Duh makin ngenes gue dengernya, makin berkecamuk penyesalan gue.
"Mel, yang penting kita sekarang berjuang buat keluar dari sini. Gue janji bakal bantuin elo, bantuin ngebenerin semua kerusakan motornya elo. Atau kalo perlu, gue bantuin buat gantiin motor elo itu, Mel," ucap gue buat menenangkan risau nya Imel.
Imel menjawabnya dengan menatap muka gue, menyelipkan senyum kecil untuk sejenak.
"Lo mau maafin gue kan?"
Imel mengangguk sebentar, kemudian menghela nafasnya. Gue nggak bisa berbuat apa-apa kecuali menjanjikan hal yang gue sendiri nggak tau apa bisa gue menepatinya.
Hadeh....
"Gue ngaku, Mel. Yang di omongin sama Paklik ada benernya ... gue waktu itu terburu-buru buat ngelabrak cewek gue. Iya, gue marah, dada gue rasanya sesek, gue percaya sama omongan temen gue soal kelakuan cewek gue," ucap gue memecahkan diamnya kami beberapa saat tersebut.
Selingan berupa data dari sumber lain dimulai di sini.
PR #780, opened 2021-12-29
Generate fundamental types code using gir

bilelmoussaoui:
Depends on https://github.com/gtk-rs/gir/pull/1294

Still needs a bit of cleanup & figure out how to handle the builder pattern, but in general it drops a bunch of manual code and that makes me happy :)


bilelmoussaoui:
Before merging this, we need to check the functions signatures one by one to ensure everything is properly generated & fix whatever needed.

bilelmoussaoui:
So I did a 1:1 check (manual implementations we had vs auto-generated ones): 

Here are a couple of things i noticed
- [x] `gtk_property_expression_get_expression` -> nullable : fixed upstream, see https://gitlab.gnome.org/GNOME/gtk/-/merge_requests/4304
- [x] `gsk_container_node_get_child` -> assert n_children < i # fixed in the latest commit
- [x] `gsk_gl_shader_node_get_child` -> assert n_children < i # fixed in the latest commit

Those that were not nullable in the manual bindings but are in the auto-generated ones. There are a ton of others that should really not be nullable because the constructor doesn't take a nullable variant and are nullable because of #68. So for those I would rather leave them as is for now and tackle the issue on #68  

- [ ] `gsk_border_node_get_outline` -> not nullable
- [ ] `gsk_conic_gradient_node_get_center` -> not nullable
- [ ] `gdk_event_get_event_sequence` -> not nullable
- [ ] `gsk_linear_gradient_node_get_end` -> not nullable
- [ ] `gsk_linear_gradient_node_get_start` -> not nullable

gdk4/Gir.toml
```diff
@@ -498,8 +501,8 @@ status = "generate"
 
 [[object]]
 name = "Gdk.Event"
-status = "manual" # fundemental type
-final_type = true # avoids the usage of EventExt trait
+status = "generate" # fundemental type
```
sdroege, line 504:
```suggestion
status = "generate" # fundamental type
```

sdroege: And in many other places, including commit messages :)

gdk4/src/auto/event.rs
```diff
@@ -0,0 +1,204 @@
...
+    #[doc(alias = "get_axis")]
+    pub fn axis(&self, axis_use: AxisUse) -> Option<f64> {
+        unsafe {
+            let mut value = mem::MaybeUninit::uninit();
+            let ret = from_glib(ffi::gdk_event_get_axis(
+                self.as_ref().to_glib_none().0,
+                axis_use.into_glib(),
+                value.as_mut_ptr(),
+            ));
+            let value = value.assume_init();
```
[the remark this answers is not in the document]
sdroege: Yes

gdk4/src/auto/event.rs
```diff
@@ -0,0 +1,205 @@
...
+                Some((x, y))
+            } else {
+                None
+            }
+        }
+    }
+
+    #[doc(alias = "gdk_event_get_seat")]
+    #[doc(alias = "get_seat")]
+    pub fn seat(&self) -> Option<Seat> {
```
sdroege, line 181: This is not `nullable`, is it? Probably similar problem for other functions

gdk4/src/auto/key_event.rs
```diff
@@ -0,0 +1,59 @@
...
+        unsafe {
+            from_glib(ffi::gdk_key_event_get_consumed_modifiers(
+                self.to_glib_none().0,
+            ))
+        }
+    }
+
+    #[doc(alias = "gdk_key_event_get_keycode")]
+    #[doc(alias = "get_keycode")]
+    pub fn keycode(&self) -> u32 {
```
sdroege, line 39: Shouldn't this return a `gdk::Key`?

gdk4/src/auto/motion_event.rs
```diff
@@ -0,0 +1,30 @@
...
+    #[doc(alias = "GdkMotionEvent")]
+    pub struct MotionEvent(Shared<ffi::GdkMotionEvent>);
+
+    match fn {
+        ref => |ptr| ffi::gdk_event_ref(ptr as *mut ffi::GdkEvent),
+        unref => |ptr| ffi::gdk_event_unref(ptr as *mut ffi::GdkEvent),
+    }
+}
+
+impl glib::StaticType for MotionEvent {
```
sdroege, line 20: Why is this not moved into `glib::wrapper!`? It can do `type_ => ...` for `Shared` types

gsk4/Gir.toml
```diff
@@ -142,6 +197,16 @@ status = "generate"
     name = "free_to_args"
     ignore = true # C convenience functions
 
+[[object]]
+name = "Gsk.ShadowNode"
+status = "generate"
+    [[object.function]]
+    name = "new"
+    manual = true # can't work due to &[&CopyType] issue
```
sdroege, line 205: Wasn't this solved?

gsk4/Gir.toml
```diff
@@ -115,25 +136,59 @@ generate_builder = true
...
+    name = "new"
     manual = true
-    doc_trait_name = "GskRendererExtManual"
+
+[[object]]
+name = "Gsk.RadialGradientNode"
+status = "generate"
+    [[object.function]]
+    name = "new"
+    manual = true
```
sdroege, line 160: Why are all these manual?

sdroege: i.e. add comments here

gsk4/src/auto/cairo_node.rs
```diff
@@ -0,0 +1,50 @@
...
+impl CairoNode {
+    #[doc(alias = "gsk_cairo_node_new")]
+    pub fn new(bounds: &graphene::Rect) -> CairoNode {
+        assert_initialized_main_thread!();
+        unsafe { from_glib_full(ffi::gsk_cairo_node_new(bounds.to_glib_none().0)) }
+    }
+
+    #[doc(alias = "gsk_cairo_node_get_draw_context")]
+    #[doc(alias = "get_draw_context")]
+    pub fn draw_context(&self) -> Option<cairo::Context> {
```
sdroege, line 35: This is also not `nullable` AFAICS

gsk4/src/auto/cairo_node.rs
```diff
@@ -0,0 +1,50 @@
...
+        unsafe { from_glib_full(ffi::gsk_cairo_node_get_draw_context(self.to_glib_none().0)) }
+    }
+
+    #[doc(alias = "gsk_cairo_node_get_surface")]
+    #[doc(alias = "get_surface")]
+    pub fn surface(&self) -> Option<cairo::Surface> {
```
sdroege, line 41: Also not `nullable`

gsk4/src/auto/color_node.rs
```diff
@@ -0,0 +1,49 @@
...
+
+impl glib::StaticType for ColorNode {
+    fn static_type() -> glib::Type {
+        unsafe { from_glib(ffi::gsk_color_node_get_type()) }
+    }
+}
+
+impl ColorNode {
+    #[doc(alias = "gsk_color_node_new")]
+    pub fn new(rgba: &gdk::RGBA, bounds: &graphene::Rect) -> ColorNode {
```
sdroege, line 28: I think clippy would complain here that we pass `Copy` types by reference?

sdroege: (I think passing by reference here is the right thing to do)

"Gue terlalu bernafsu untuk marah, harusnya gue lebih berhati-hati. Coba waktu itu gue lebih tenang bawa motor, mungkin kita nggak bakal kayak gini."
"Nggak usah disesalin, Lang. Ambil positif nya aja. Setidaknya, kita berdua masih bisa bernafas kan?" Imel menanggapi cerita gue sambil senyum.
Duh, Mel. Kok gue bisa melting yak?
"Ya iya sih, tapi tetep aja, Mel. Gue ngerasa bersalah sama elo," gue ngomong gitu setelah menghisap rokok gue.
"Udahlah, seperti yang kamu bilang tadi ... kita harus berjuang buat keluar dari sini."
"Kalo emang kita bisa keluar dari sini, gue nggak bakal berhubungan sama dia lagi. Gue anggap kejadian ini sebagai teguran Allah buat gue."
"Emang kamu nggak sayang sama cewek mu?"
"Nggak, Mel. Udah habis! Lagian, gue udah bertekad untuk menyudahi hubungan kami. Gue udah capek sama kelakuan dia," tuh kan, gue malah curhat.
Imel menanggapi omongan gue cuma termangu, kayaknya dia tipe pendengar yang baik deh.
"Sorry, malah curhat hehe ...."
"Nggak apa-apa, aku dengerin kok," Imel ngeliatin gue kayak gimana gitu, ge'er gue jadinya dah. Pffttt!
"Lo sendiri, gimana ceritanya bisa kelayapan dini hari gitu?" Gue udah kepo.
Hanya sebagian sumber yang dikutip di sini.